それが世間で囁かれている噂だ。だが、真相は違う。
恋に落ちた女呪術師が呪ったのは、彼女自身だったのだ。
──私なんかが愛される筈がない。愛してもらえる筈がない。
そうやって自分自身を呪った女呪術師は、自分が本当は男から愛されていることに気づけなかった。
男が密かに想っていた相手が自分自身であることも知らず、自分は愛しい人を呪って傀儡にしてしまったのだと嘆き悲しんだ。
レイの母親は、アデライン達が何を言っても耳を貸さなかったらしい。
──あの人が私を愛してる? いいえ、いいえ、ありえません。私が愛されるはずがない。あの人が私を愛していると言うのは、私の呪いのせいなのです。
そして心を病み、夫と共に本家を離れた彼女は、夫の呪いを解こうと分不相応の術に手を出し……術を暴走させて、そばにいた夫諸共死んだ。
夫の遺体は女呪術師を呪いから庇うように、覆い被さって倒れていたらしい。彼は死の間際まで、女呪術師を愛していたのだ。
「まったく、馬鹿な娘だよ。呪術師が自分自身を呪うなんて、笑い話にもなりゃしない」
毒づきながら、アデラインはいくつもの指輪を嵌めた太い指で、ワインボトルをむんずと掴む。
そして、雑な手つきでワインをグラスにドボドボと注いだ。
その様子を眺めながら、メアリーは自身のワインをちろりと舐める。
「あたくし、驚いてますのよ〜。まさか、アデライン様がレイちゃんに婚約者を用意するなんて、思ってもいなかったんですもの〜。しかもお相手は、初恋の殿方のお孫さん! やぁ〜ん、ロマンチック〜」
「はん! 馬鹿なこと言うんじゃないよ。アタシは呪術師! 呪術師の本分は他者を不幸にすること! 今回の婚約は孫と、あの男への嫌がらせ! それ以外に意味なんてあるもんか!」
そう吐き捨てて、ワインをガブガブと飲み干す老婆に、メアリーは鈴を転がすような声で笑った。
* * *
レイはグズグズと鼻を啜りながら、己を抱き止めるフリーダを見つめた。
フリーダは聖女のように優しく微笑んで……はいなかったけど、それでもレイを嫌悪や侮蔑の目で見たりしなかった。

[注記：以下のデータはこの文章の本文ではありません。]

PR #4893, opened 2021-06-10
Block drag

alschmiedt:
## The basics

- [x] I branched from develop

### Resolves

Adds necessary changes to core for the blockly samples scroll-options plugin.

### Proposed Changes
 Changes are: 
- Cache the XY value of the child drag surface on the block_drag_surface and provide a public getter for it. 
- Adds a `translateBy` public method to translate the parent drag surface by a delta.
- Adds block dragger to the registry.
- Refactors block dragger.


core/block_dragger.js
```diff
@@ -69,24 +72,24 @@ Blockly.BlockDragger = function(block, workspace) {
...
    */
   this.startXY_ = this.draggingBlock_.getRelativeToSurfaceXY();
 
   /**
    * A list of all of the icons (comment, warning, and mutator) that are
    * on this block and its descendants.  Moving an icon moves the bubble that
    * extends from it if that bubble is open.
-   * @type {Array<!Object>}
-   * @private
+   * @type {Array.<!Object>}
```
maribethb, line 91: This `.` should be removed

core/block_dragger.js
```diff
@@ -159,34 +163,53 @@ Blockly.BlockDragger.prototype.startBlockDrag = function(currentDragDeltaXY,
...
-    toolbox.addStyle(style);
-  }
+  this.updateToolboxStyle_(false);
+};
+
+/**
+ * Whether or not we should disconnect the block when a drag is started.
+ * @param {boolean} healStack Whether or not to heal the stack after
+ *     disconnecting.
+ * @returns {boolean} True to disconnect the block, false otherwise.
```
maribethb, line 182: should be `@return`

core/block_dragger.js
```diff
@@ -256,46 +279,73 @@ Blockly.BlockDragger.prototype.endBlockDrag = function(e, currentDragDeltaXY) {
...
+ * Adds or removes the style of the cursor for the toolbox.
+ * This is what changes the cursor to display an x when a deletable block is
+ * held over the toolbox.
+ * @param {boolean} isEnd True if we are at the end of a drag, false otherwise.
+ * @protected
+ */
+Blockly.BlockDragger.prototype.updateToolboxStyle_ = function(isEnd) {
+  var toolbox = this.workspace_.getToolbox();
+
+  if (toolbox) {
```
maribethb, line 329: I know this was already here and you just moved it into a function. So we don't have to change anything rn. But it seems weird that the BlockDragger does this. It should just notify the toolbox and let the toolbox worry about its own styles.

Once we have delete area components, would this change to accommodate all delete areas? Then it makes even more sense, for each delete area, call some method on it, and let them figure out what to do. I'm not actually sure if this does matter for all delete areas though. There is the somewhat similar `updateCursorDuringBlockDrag` and I'm not sure how they are related/different.

maribethb (approved):
small changes and a question/comment for the future

core/block_dragger.js
moniika: Do you need this method to be `protected` (do you override it)? I think it could be potentially refactored into the toolbox using the `IDragTarget` API.

moniika: I was able to get this logic factored out into the `Toolbox` class using the changes in https://github.com/google/blockly/pull/4888. I can make a follow up PR after this one so we can discuss pulling it out.

core/block_dragger.js
alschmiedt: done

core/block_dragger.js
alschmiedt: done

PR #4898, opened 2021-06-11
Update the registered component ids

moniika:
## The basics

- [x] I branched from develop

### Resolves

n/a

### Proposed Changes

Updates the registered component id for `zoom_controls`, `trashcan` and `toolbox`.

### Reason for Changes

Since there is only ever one of each of these kinds of components, these ids do not need to be generated. 
These ids are easier to use to get the component by an external developer.

### Additional Information

This change would mean that if someone wanted to have multiple of these kind of components, then they would need to change the ids of the two instances so that they would be unique (ids must be unique).

It might make sense to also add a constant for a default id for developers to use to get these components from the `ComponentManager`.

### DIFF
--- a/core/toolbox/toolbox.js
+++ b/core/toolbox/toolbox.js
@@ -65,7 +65,8 @@ Blockly.Toolbox = function(workspace) {
   this.workspace_ = workspace;
 
   /**
-   * The unique id for this component.
+   * The unique id for this component that is used to register with the
+   * ComponentManager.
    * @type {string}
    */
   this.id = 'toolbox';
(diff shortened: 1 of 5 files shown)


core/toolbox/toolbox.js
```diff
@@ -68,7 +68,7 @@ Blockly.Toolbox = function(workspace) {
    * The unique id for this component.
    * @type {string}
    */
-  this.id = Blockly.utils.genUid();
+  this.id = 'toolbox';
```
alschmiedt, line 71: I think I would prefer either this was updated to `componentId` or we update the comment to say this is used to register the item with the component manager.

alschmiedt (approved):

core/toolbox/toolbox.js
moniika: I've updated the jsdoc to reference the `ComponentManager`.

Issue #2114, opened 2018-11-14
Debug and reenable macOS CI on GitHub Actions


rachel-fenichel:
Generator tests require firefox instead of chrome, but our current setup has issues with geckodriver on osx.  Low priority because we do regularly build on osx, and because ubuntu tests are running.

cpcallen:
Working on this in PR #4903.  Looks like the generator tests are fine on macOS, but mocha tests are failing in CI (not locally).

cpcallen:
I looked at this a bit but I am unable to figure out what is going wrong.  Comparing test logs from my own machine vs. [our CI servers](https://github.com/google/blockly/pull/4903/checks?check_run_id=2802943075) it looks like the CI servers are actually running MORE mocha tests than get run locally.  Here are the test output files, trimmed to start with the mocha tests and modified to remove timestamps and element IDs for easier diffing:

* [test-local.txt](https://github.com/google/blockly/files/6639547/test-local.txt) - output from `npm run test:run` on my machine.
* [test-ci.txt](https://github.com/google/blockly/files/6639548/test-ci.txt) - taken from [the CI logs for PR #4903)](https://github.com/google/blockly/pull/4903/checks?check_run_id=2802943075) doing the same thing.

Could it be that tests are passing locally *only because we are not running all of them*?

I'm going to leave this for the time being because I do not understand mocha, selenium, webdriver, etc.

cpcallen:
One further possible clue about what is going on: it seems that the mocha tests are flaky on macOS, and sometimes succeed and sometimes not; e.g., for the same commit:

* [v12 passed](https://github.com/google/blockly/pull/4903/checks?check_run_id=2804483638), and
* [v14 passed](https://github.com/google/blockly/pull/4903/checks?check_run_id=2804483673), but
* [v16 failed](https://github.com/google/blockly/pull/4903/checks?check_run_id=2804483713)

I don't think its v16 specific, however, because at earlier commits v12 passed but v14 and v16 failed.

rachel-fenichel:
To work on this bug:
- Add `macos-latest` back in [`browser_test.yml`](https://github.com/google/blockly/blob/osd/.github/workflows/browser_test.yml#L19)
- Create a pull request
- [Look at logs](https://docs.github.com/en/actions/monitoring-and-troubleshooting-workflows/using-workflow-run-logs) to verify that the tests ran on both ubuntu and macos.
  - Usually creating a PR kicks off the actions, and there will be links to the logs next to each check.

[...]

PR #4903, opened 2021-06-11
CI updates: bump node, prepare to reenable macOS

cpcallen:
## The basics

- [X] I branched from develop

### Resolves

~~This should fix the CI issue with PR #4812~~, and also does some preparatory work for #2114.

### Proposed Changes

Update our CI configuration:

- Bump node.js versions: ~~remove v10 and~~ add v16, per https://nodejs.org/en/about/releases/
- Update the configuration for macOS, but leave it disabled for now.

### Test Coverage

Will be improved.

### DIFF
--- a/.github/workflows/build.yml
+++ b/.github/workflows/build.yml
@@ -14,7 +14,7 @@ jobs:
         # TODO (#2114): re-enable osx build.
         # os: [ubuntu-latest, macos-latest]
         os: [ubuntu-latest]
-        node-version: [12.x, 14.x, 16.x]
+        node-version: [10.x, 12.x, 14.x, 16.x]
         # See supported Node.js release schedule at https://nodejs.org/en/about/releases/
 
     steps:
--- a/.github/workflows/build.yml
+++ b/.github/workflows/build.yml
@@ -8,9 +8,12 @@ on: [pull_request]
 jobs:
   build:
     runs-on: ${{ matrix.os }}
+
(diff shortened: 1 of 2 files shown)


cpcallen:
I'm going to give up fixing #2114 for now and re-disable CI on macOS.

rachel-fenichel:
Per discussion in team meeting, add 16.x but leave 10.x in place--we don't need to deprecate it immediately.

cpcallen:
> Per discussion in team meeting, add 16.x but leave 10.x in place--we don't need to deprecate it immediately.

Done.

alschmiedt:
Sorry wasn't here for the team discussion so might be a bit behind :) 

If we do not remove node v10 does this still fix #4812? It looks like the problem there is one of the dependencies doesn't support v10 anymore.

cpcallen:
> If we do not remove node v10 does this still fix #4812? It looks like the problem there is one of the dependencies doesn't support v10 anymore.

It does not (and I've updated the description accordingly).  I'm unclear on what the plan is for #4812, but my understanding of the discussion was that we do not (yet) want to drop support for node v10.

rachel-fenichel (approved):

rachel-fenichel:
The plan for #4812 is to just let it sit for now--it's not a security change, just standard dependabot bumping, so updating yargs isn't urgent. Keeping node v10 is more important.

それだけのことが、レイには舞い上がりそうなほど嬉しい。
「あぁ、あぁ、ごめん、ごめんよ、俺、俺の、せいで……」
「どうぞお気になさらず。この事態が誰のせいかと言われれば、大体うちの兄のせいです」
フリーダの背後で、ヘンリックが「うぐっ」と呻いて胸を押さえる。
フリーダはそんな兄など見向きもせず、告げた。
「お怪我はないようで何よりです。オルブライト卿」
「や、優しい……『愛してる』って言えない俺なんかに、優しい……女神か……」
「いえ、婚約者です」
レイの言葉を情緒無くぶった斬りつつも、その態度は真摯そのものである。
フリーダはお世辞にも愛想があるとは言い難いし、目つきもちょっと鋭いが誠実だ。
「貴方は『愛してる』と言えないことを、とても悪いことのように思っているようですが、『愛してる』と言わずとも、相手に気持ちを伝える方法はあると思います」
「ほ、他の方法……?」
「えぇ、例えば」
フリーダはレイの右手を取ると、その手の甲に触れるだけの口付けを落とした。
「こんな風に、とか」
途端にレイの顔は耳まで真っ赤になった。
唇で触れられた手の甲は、火がついたように熱い。
「あ、わわわ、あば、あばば……」
奇声を発しながら、レイは手の甲を反対の手で覆った。
バクバクと早鐘を打つ心臓は、このまま皮膚を突き破って飛び出してくるんじゃないだろうか。それぐらい、心臓が大きく鼓動している。
「よーし、みんな! 今だ!」
このやりとりを見守っていたラウルが、握りしめていたバラの花びらをバッサバッサとぶん投げ始めた。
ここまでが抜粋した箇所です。